Voila, removing is the hard part. When putting the shafts back in, do not use a normal hammer as this can and likely will damage the transfer case seperating pin (will hose your tranny!). Instead, slide the proper end of the driveline into the transfer case (will have a little metal snap ring, can't miss it-DO NOT install replacements if they do not have snaprings present or you will blow your new parts in a week). Once you have the shaft lined up, you can tap it into place just by sliding it in. If it does not lock in (and you'll hear the snap ring lock it into place), then simply repeat adding a little more pressure or speed till it does lock into place and is secure. At this point, you only have to install the other side and do the reverse of this whole procedure. 

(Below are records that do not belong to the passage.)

PR #3141, opened 2021-01-15
[2021.2] Particle Shaders: Adding Depth & Depth Normals passes

ellioman:
# Purpose of this PR
Particles currently do not contribute to Depth or DepthNormal textures. This causes an issue with SSAO when the `After Opaque` option is enabled as it makes them look transparent.

This PR adds Depth and DepthNormals passes to particle shaders. I had to add a `#define _BumpScale 1.0` to the input hlsl files for simplelit and unlit in order to be able to call `SampleNormalTS(...)` using the same fragment shader for all particles.

A test scene will be added to the URP Graphics Test project in a followup PR.

# QA
### What has been tested
- Tested in Editor (OS X 10.14.6) with a custom test scene to be added in a followup PR in URP's Graphics Test Project
- Ran the Test Runner and made sure all tests were a success

### What needs testing
- Make sure particles render to depth and/or normals texture on all our supported platforms and API's
- Make sure this change hasn't regressed particle rendering

# Yamato
https://yamato.cds.internal.unity3d.com/jobs/902-Graphics/tree/universal%252Ffeature%252Fparticles-depth-and-normals

PR #3174, opened 2021-01-19
[2021.2] SSAO: NormalMaps, support for Unlit & Particles plus various improvements

ellioman:
# Purpose of this PR
This PR introduces various improvements and features to SSAO. 

### Open issues
- Android GLES3: Instability with the test results often showing capturing half of the screen. I've disabled this platform in the test filters and will create a issue for it. I will link to the case in the test filters file once the issue has been created.
- Linux Vulkan: Issue 1305639 is still open and affects the new test scenes. They are filtered out until the case is fixed.

### Quality of downscaled SSAO improved
Screen Shot 2021-01-19 at 16 50 21

### Performance
- SSAO final Texture is now `R8` instead of `ARGB32`
- Performance improved in the SSAO Passes, shaving almost a 1ms on an iPhone 8.

### Bugfixes
- Fixes an issue where Depth Prepass was not added when SSAO was set to Depth Only. 

### Main changes
- DepthNormal Passes are now split into separate .hlsl files for each shader type
- DepthNormal passes now take the NormalMaps/Detail/Parallax into account if present
- Unlit shaders now receive SSAO
- Particle Shaders now receive SSAO (Depth & DepthNormal passes added in #3141)
- Intensity is no longer a slider but a float field

### Other changes
- Added a OutputTextureFeature renderer feature and shaders to the test project for the depth and normals scenes
- Frame Timings settings were disabled for Android because of issue [1316285](https://issuetracker.unity3d.com/issues/opengles3-android-urp-scenes-are-rendered-after-a-period-of-time-of-black-screen-or-not-rendered-at-all-on-the-build)
- Blit Type setting is now set to Always because of an issue with two cameras and a full screen quad (under investigation)

# Improved test scenes and setup for SSAO
Previous scenes have been removed and new ones have been added. 

#### Removed test scenes
  - 140_SSAO_DepthOnly_Projection
  - 141_SSAO_DepthOnly_Orthographic
  - 143_SSAO_DepthNormals_Orthographic
  - 144_SSAO_RenderToBackBuffer
  - 145_SSAO_Deferred_Projection
  - 146_SSAO_Deferred_Orthographic
  - 147_SSAO_Deferred_RenderToBackBuffer

#### New test scene setup (Tests Projection & Orthographic cameras)
  - 200_DepthDeferred
  - 200_DepthForward
  - 201_DepthNormalsDeferred
  - 201_DepthNormalsForward
  - 202_SSAO_Depth
  - 203_SSAO_DepthNorma
  - 204_SSAO_Deferred
  - 205_SSAO_BackBuffer

#### The new scenes now test
- Lit Shader (Without Normal maps, with normal maps, alpha clipped, normalmap + detail + parallax)
- ComplexLit (Without Normal maps, with normal maps, alpha clipped, normalmap + detail + parallax)
- SimpleLit (Without Normal maps, with normal maps, alpha clipped)
- BakedLit (Without Normal maps, with normal maps, alpha clipped)
- Unlit
- Particles Lit (Without Normal maps, with normal maps, alpha clipped)
- Particles Simple Lit (Without Normal maps, with normal maps, alpha clipped)
- Particles Unlit (Without Normal maps, with normal maps, alpha clipped)
- SpeedTree 7 (Without Normal maps, with normal maps)
- SpeedTree 8 (Without Normal maps, with normal maps)
- Terrain
- Terrain Waving Grass
- Three different ShaderGraph shaders

# QA
### What has been tested
- Tested in Editor (OS X 10.14.6) with the new test scenes, made sure all pass
- Tested a build on an iPhone 8 (iOS 14.3) with one of the new test scenes
- Tested a build on Galaxy S10+ (Mali-G76 MP12) with GLES3 and Vulkan
- Tested a build on Galaxy Note10+ 5G (Adreno 640) with GLES3 and Vulkan

### What needs testing
- Test if there are any regressions with these changes, especially on mobile platforms & API's
- Test performance difference

### Performance Docs
- [Android](https://docs.google.com/spreadsheets/d/1BwQxOJXhzk4X6GeSvPqUlbuzKSFYtH_N_oIpxKsvtbg/edit#gid=1452499847&range=A1:D1)
- [iOS](https://docs.google.com/spreadsheets/d/149ac28KGkTC3G-AtvwrPVs8v57B_eo0he8FcYT05HmA/edit#gid=0)

# Yamato
https://yamato.cds.internal.unity3d.com/jobs/902-Graphics/tree/universal%252Fssao-normalmaps-and-improvements


TestProjects/UniversalGraphicsTest_Foundation/Assets/Scenes/200_Assets/Scripts/OutputTextureFeature.cs
```diff
@@ -0,0 +1,97 @@
+using UnityEngine;
```
ellioman, line 1: This Renderer Feature is used to display the Depth, Normals or SSAO texture in the new test scenes. 
It is only in the projects, not part of public URP codebase.

TestProjects/UniversalGraphicsTest_Foundation/Assets/Scenes/200_Assets/Scripts/SwitchRenderingMode.cs
```diff
@@ -0,0 +1,23 @@
+using System.Collections;
```
ellioman, line 1: This script changes lighting mode in the new test scenes to prevent me having to create a separate renderer for each test scene

TestProjects/UniversalGraphicsTest_Foundation/Assets/Scenes/200_Assets/Shaders/OutputDepthNormalsTexture.shader
```diff
@@ -0,0 +1,58 @@
+Shader "Hidden/Test/OutputDepthNormalsTexture"
```
ellioman, line 1: This shader is used with the OutputTextureFeature to display the Normals texture.

TestProjects/UniversalGraphicsTest_Foundation/Assets/Scenes/200_Assets/Shaders/OutputDepthTexture.shader
```diff
@@ -0,0 +1,62 @@
+Shader "Hidden/Test/OutputDepthTexture"
```
ellioman, line 1: This shader is used with the OutputTextureFeature to display the depth texture.

TestProjects/UniversalGraphicsTest_Foundation/Assets/Scenes/200_Assets/Shaders/OutputSSAOTexture.shader
```diff
@@ -0,0 +1,58 @@
+Shader "Hidden/Test/OutputDepthNormalsTexture"
```
ellioman, line 1: This shader is used with the OutputTextureFeature to display the SSAO texture.

com.unity.render-pipelines.universal/Shaders/Utils/ScreenSpaceAmbientOcclusion.shader
```diff
@@ -127,15 +127,14 @@ Shader "Hidden/Universal Render Pipeline/ScreenSpaceAmbientOcclusion"
...
-                #include "Packages/com.unity.render-pipelines.universal/ShaderLibrary/Core.hlsl"
                 #include "Packages/com.unity.render-pipelines.universal/ShaderLibrary/Lighting.hlsl"
 
                 half4 FragAfterOpaque(Varyings input) : SV_Target
                 {
                     UNITY_SETUP_STEREO_EYE_INDEX_POST_VERTEX(input);
 
                     AmbientOcclusionFactor aoFactor = GetScreenSpaceAmbientOcclusion(input.uv);
-                    half occlusion = aoFactor.directAmbientOcclusion;
+                    half occlusion = aoFactor.indirectAmbientOcclusion;
```
ellioman, line 137: Using the "After Opaque" feature should apply the full AO effect.

com.unity.render-pipelines.universal/Editor/ShaderGraph/Includes/DepthNormalsOnlyPass.hlsl
```diff
@@ -24,14 +24,29 @@ half4 frag(PackedVaryings packedInput) : SV_TARGET
     #endif
 
     #if defined(_GBUFFER_NORMALS_OCT)
-    float3 normalWS = normalize(unpacked.normalWS);
-    float2 octNormalWS = PackNormalOctQuadEncode(normalWS);           // values between [-1, +1], must use fp32 on some platforms
-    float2 remappedOctNormalWS = saturate(octNormalWS * 0.5 + 0.5);   // values between [ 0,  1]
-    half3 packedNormalWS = PackFloat2To888(remappedOctNormalWS);      // values between [ 0,  1]
-    return half4(packedNormalWS, 0.0);
+        float3 normalWS = normalize(unpacked.normalWS);
+        float2 octNormalWS = PackNormalOctQuadEncode(normalWS);           // values between [-1, +1], must use fp32 on Nintendo Switch.
```
phi-lira, line 28: Is this a bad merge? it seems like you are reverting changes to the comment

com.unity.render-pipelines.universal/Runtime/RendererFeatures/ScreenSpaceAmbientOcclusion.cs
```diff
@@ -164,11 +169,19 @@ internal bool Setup(ScreenSpaceAmbientOcclusionSettings featureSettings, Scripta
...
                 m_CurrentSettings = featureSettings;
-                renderPassEvent = featureSettings.AfterOpaque ? RenderPassEvent.AfterRenderingOpaques : RenderPassEvent.AfterRenderingGbuffer;
 
-                ScreenSpaceAmbientOcclusionSettings.DepthSource source = isRendererDeferred
-                    ? ScreenSpaceAmbientOcclusionSettings.DepthSource.DepthNormals
-                    : m_CurrentSettings.Source;
+                ScreenSpaceAmbientOcclusionSettings.DepthSource source;
+                if (isRendererDeferred)
+                {
+                    renderPassEvent = featureSettings.AfterOpaque ? RenderPassEvent.AfterRenderingOpaques : RenderPassEvent.AfterRenderingGbuffer;
```
phi-lira, line 176: Not related to this PR, but question:
Does SSAO need to run before skybox? We plan to move option to copy depth after skybox so we don't cause render target switch between opaque and skybox.

com.unity.render-pipelines.universal/Runtime/RendererFeatures/ScreenSpaceAmbientOcclusion.cs
```diff
@@ -279,19 +292,27 @@ public override void OnCameraSetup(CommandBuffer cmd, ref RenderingData renderin
...
+                m_AOPassDescriptor = descriptor;
+                m_AOPassDescriptor.width /= downsampleDivider;
+                m_AOPassDescriptor.height /= downsampleDivider;
+                m_AOPassDescriptor.colorFormat = RenderTextureFormat.ARGB32;
+
+                m_BlurPassesDescriptor = descriptor;
+                m_BlurPassesDescriptor.colorFormat = RenderTextureFormat.ARGB32;
+
+                m_FinalDescriptor = descriptor;
+                m_FinalDescriptor.colorFormat = RenderTextureFormat.R8;
```
phi-lira, line 309: Do all platforms that support SSAO support R8 format?

com.unity.render-pipelines.universal/ShaderLibrary/SSAO.hlsl
```diff
@@ -45,81 +91,77 @@ float4 _CameraViewZExtent[2];
...
     #endif
 }
 
-float CompareNormal(float3 d1, float3 d2)
+half CompareNormal(half3 d1, half3 d2)
 {
-    return smoothstep(kGeometryCoeff, 1.0, dot(d1, d2));
-}
-
-float2 GetScreenSpacePosition(float2 uv)
```
phi-lira, line 95: Is this function being removed?

com.unity.render-pipelines.universal/Shaders/ComplexLit.shader
```diff
@@ -257,6 +259,8 @@ Shader "Universal Render Pipeline/Complex Lit"
             // -------------------------------------
             // Material Keywords
             #pragma shader_feature_local _NORMALMAP
+            #pragma shader_feature_local _PARALLAXMAP
+            #pragma shader_feature_local _ _DETAIL_MULX2 _DETAIL_SCALED
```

I might add that when you are done, you will probably want to take your car down for an alignment. My adventure in this project required 16 bucks for tools or tool replacements I should say, and 153 for both reman half shafts from CSK (Checker,Schucks,Krager) and they come with limited lifetime warranties for lifetime of the vehicle. They will warranty them provided you keep a recipt of the front end alignment after putting them in. My front end alignment was 40 bucks from Big O Tires. Had I gone to a mechanic to have this done I would have paid 340 Minimum for the parts/labor. I did it for under 170 for parts and tools and a good bonding experience with my car. 

If you have any questions or are just not sure about whether you can do this task or not, feel free to email me: [email protected] . I'd be happy to answer any other questions you might have.


----------



## K2Fugative169 (Mar 31, 2005)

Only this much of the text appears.